A couple of weeks ago, after our trip I was feeling off.  WAY off.  Part of it was due to the fact I perceived (and I still believe rightly so, but I'll leave it at that for now) that Barney was edging back to where we were before. Okay that is a bit of a blanket statement.  He wasn't BACK there but elements were starting to creep in. With that happening my insecurity was starting to build.  I did try to talk to him several times.  I even used phrases like, "I could be wrong but my perception is...".  He assured me I was wrong.  As the week went on, I kept giving him examples as to why I felt that way, his reactions or actions differed. He still contended that he felt the same.  What is a girl to do?  Well I am not sure what she is to do, I just know what happened here.  I imploded.

In the interest of trying to make this NOT as long, I'll give you bullet points


  • 'discussion' about how my perception vs reality might actually be pertinent
  • his point of 'it seems to happen so quickly' shot down by actual examples of how many times I tried to talk to him over the past week
  • then the hurt/brat arrived....outside at midnight by myself (crying but of course HE didn't show up to see that part...only me almost asleep~ so no brownie points there)
  • not literally following him inside or upstairs or anywhere for that matter after being told to
more of the same

Anyway that OBVIOUSLY led to a punishment.  Ah but the joys of having a child that is no longer in school and currently only works part time~ oh and a wife that was less than co-operative mentally gave us 3 false starts in as many days. ( I'll leave out the being punished for the same thing, not same action different days. SAME THING...which led to another mix up....ahhhhhhhhhh the learning curve, so much fun!)  After ALL of that was sort of cleared up, D-day Part Trois arrived.

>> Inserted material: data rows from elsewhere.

PR #17341, opened 2021-10-20
Integrate gutenberg-mobile release 1.64.1

geriux:
## Description
This PR incorporates the 1.64.1 release of gutenberg-mobile.
For more information about this release and testing instructions, please see the related Gutenberg-Mobile PR: https://github.com/wordpress-mobile/gutenberg-mobile/pull/4135

### Change 1
- https://github.com/WordPress/gutenberg/pull/35721

### Change 2
- https://github.com/WordPress/gutenberg/pull/35792

---

Release Submission Checklist

- [x] I have considered if this change warrants user-facing release notes and have added them to `RELEASE-NOTES.txt` if necessary.

PR #17346, opened 2021-10-21
Merge editorialized release notes and 18.5.0.3 into `develop`

mokagio:


WordPress/Resources/AppStoreStrings.po
```diff
@@ -34,21 +34,15 @@ msgid ""
 "View the Privacy Notice for California Users at https://automattic.com/privacy/#california-consumer-privacy-act-ccpa.\n"
 msgstr ""
 
-#. translators: Keywords used in the App Store search engine to find the app.
-#. Delimit with a comma between each keyword. Limit to 100 characters including spaces and commas.
-msgctxt "app_store_keywords"
-msgid "social,notes,jetpack,writing,geotagging,media,blog,website,blogging,journal"
-msgstr ""
```
mokagio, line 41: We'll no longer translate keywords so that we can experiment with ASO using localized Fastlane files (`keywords.txt`) as the source of truth and not risk the GlotPress automation overriding them.

mokagio (commented):
LOL at the format of our release notes:

- _Something something_ easier...
- _Something something_ now...
- _Something something_ help...
- _`<closing adverb>`_, we...

image

fastlane/Fastfile
```diff
@@ -184,7 +184,6 @@ platform :ios do
       whats_new: File.join(PROJECT_ROOT_FOLDER, 'WordPress', 'Resources', 'release_notes.txt'),
       app_store_subtitle: File.join(source_metadata_folder, 'subtitle.txt'),
       app_store_desc: File.join(source_metadata_folder, 'description.txt'),
-      app_store_keywords: File.join(source_metadata_folder, 'keywords.txt'),
```
AliSoftware, line 187: You might want to remove the similar line from `fastlane/Jetpack-Fastfile` too. Except if that was intentional and we still want the keywords to be translated for Jetpack, and only disable them for WordPress because that's what the ASO study is focused on?

AliSoftware (commented):
✅  `release_notes.txt` updated for WP and JP
✅  `.po` file updated for WP and JP
⚠️   Also contains changes from the new beta (Gutenberg bugfix) in `Podfile`, but not the related version bumps in `xcconfig` 🤔 

LGTM overall, but:
 - Left a question to check if it was intentional that the Jetpack keywords were still translated (while the WordPress ones are not anymore). I think it's intentional, but just wanted to flag to be sure.
 - The fact that this PR contains the update in `Podfile`/`Podfile.lock` about `gutenberg 1.64.1` but not the app version bumps in `xcconfig` makes me think you haven't done the related beta yet?
 
Which means it would be odd to merge this PR as is with half the changes for the beta (G but not xcconfig) in it. I think it makes sense to wait for you to do the beta and have the version bump included in this PR before merging it all (hence why I'm just commenting not approving)

AliSoftware:
The Buildkite failure on `io-tests-ipad` seems a bit odd:
```
📦 Restoring cache for wordpress-mobile/wordpress-ios/ from a8c-repo-mirrors | 0s
-- | --
  | Using Git Mirror Server at http://10.254.3.14:41362
  | % Total    % Received % Xferd  Average Speed   Time    Time     Time  Current
  | Dload  Upload   Total   Spent    Left  Speed
  | 0     0    0     0    0     0      0      0 --:--:-- --:--:-- --:--:--     0
  | 🚨 Error: The plugin git-s3-cache pre-checkout hook exited with status 1
```

I'm hoping this was just a glitch or network issue, so I just restarted it in Buildkite, let's hope and see…

mokagio:
Looks like the Buildkite fail was just a network issue after all 😄 

image

mokagio:
> Left a question to check if it was intentional that the Jetpack keywords were still translated (while the WordPress ones are not anymore). I think it's intentional, but just wanted to flag to be sure.

Confirming that was intentional. Since no work has been done on Jetpack and, as far as I know, no work is planned either, I left the Jetpack keywords setup through GlotPress.

> The fact that this PR contains the update in `Podfile`/`Podfile.lock` about gutenberg 1.64.1 but not the app version bumps in `xcconfig` makes me think you haven't done the related beta yet?

That must be a byproduct of this PR being straight from the `release/18.5` and #17341 having gone in after I opened this but before it was merged:

image

I try to use a merge branch only when necessary (i.e. when I know there would be conflicts trying to merge into `develop`) to keep the Git history a bit tidier. But that does come with this kind of issue when there's activity on the release branch ⚖️ 

I'm going to start a new beta for that and the localization fixes soon.

fastlane/Fastfile
AliSoftware: Follow-up: that was intentional, so marking conversation as resolved.

Podfile
```diff
@@ -166,7 +166,7 @@ abstract_target 'Apps' do
     ## Gutenberg (React Native)
     ## =====================
     ##
-    gutenberg :tag => 'v1.64.0'
+    gutenberg :tag => 'v1.64.1'
```
AliSoftware, line 169: I'm surprised that `develop` is not yet on an `v1.65.0-alpha` in WPiOS (like it was when I did my beta for WPAndroid) – which is why this hasn't triggered a merge conflict and why this bump can be merged as is in `develop`

Flagging @antonis @geriux just to check about the plan for the new `1.65.0-alpha*` in WPiOS (ie either make it be cut from `1.64.1`, or, more likely, include that fix from `1.64.1` in the new `1.65.0-alpha*`, as you already did that for WPAndroid. Given the increase in Gutenberg versions in WPiOS's `develop` differed here from WPAndroid where we already had a new alpha in-between, just wanted to be sure.

I think it's all good because the upcoming `1.65.0-alpha2` you are working on, and likely plan to merge in WPiOS's `develop` (just like what you started in WPAndroid), is already supposed to include that same fix that was in `1.64.1` anyway (it's the same Gutenberg as WPAndroid after all)… but it doesn't hurt to ask confirmation and better safe than sorry 😄

AliSoftware (approved):
New commits added:
 - ✅ Version bump in `xcconfig` for new beta
 - ✅  Update of `.strings` file with latest GlotPress translations

Gutenberg version didn't generate a conflict because at the time of this writing, `develop` is still pointing to `1.64.0` (and not a new `1.65.0-alpha*` which would have been the case if a new feature or fix for Gutenberg had been necessary for a feature worked on in `develop` in the meantime), so should be all good to merge as is!

Podfile
geriux: >  I'm surprised that develop is not yet on an v1.65.0-alpha in WPiOS (like it was when I did my beta for WPAndroid) – which is why this hasn't triggered a merge conflict and why this bump can be merged as is in develop.

Usually, alpha versions are merged when there are native changes that affect Gutenberg mobile, sometimes is for both platforms but in this case, it was only for Android because of new changes to `react-native-aztec` and S3.

It's all good because next week we will cut `1.65.0` to be merged in develop before the next release cut.

AliSoftware: Thanks for the confirmation. All good then 👍

mokagio: Thanks folks!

I couldn't tell you why, as I haven't a clue but boy do I wish I had so I could replicate it again, but I was in a different mental space before the punishment even began.  Barney told me to go down into our storage/laundry room, strip and wait.  This is pretty standard procedure here.  I knew I was getting punished and then he was going to reset.  The latter having been pushed aside over the summer, sadly the former had not.  When I went into what I refer to the back room, I saw his/my? cuffs dangling from the rafters.  Okay this was new.  Immediately I thought of my arm, ( I have tendinitis and I am very wary of doing things that might give me set backs).  I had to evaluate in my own head/heart what my actually feelings were concerning this. Deciding that I was probably being fearful yet the possibility of trying to use that as a cover for control, I opted to just go with it.  After all if I couldn't manage any longer my husband would release me.

I don't recall his demeanor when he came in.  I suppose that would indicate that he wasn't much different than he normally is.  He was all business strapping my arms up and my ankles, shoulder width a part, ( that is typical as I have a tendency to flip up my feet~ yes the soles have been caned because of it, but damn, I'm not good at remembering in the moment).  Being restrained, even if the main reason is for safety has an effect on my mindset and my control, as I am sure it does for many.  Truthfully  I could unhook my 'cuffs'with little difficulty, with the flick of my thumbs, but it is the symbolism more than anything I suppose.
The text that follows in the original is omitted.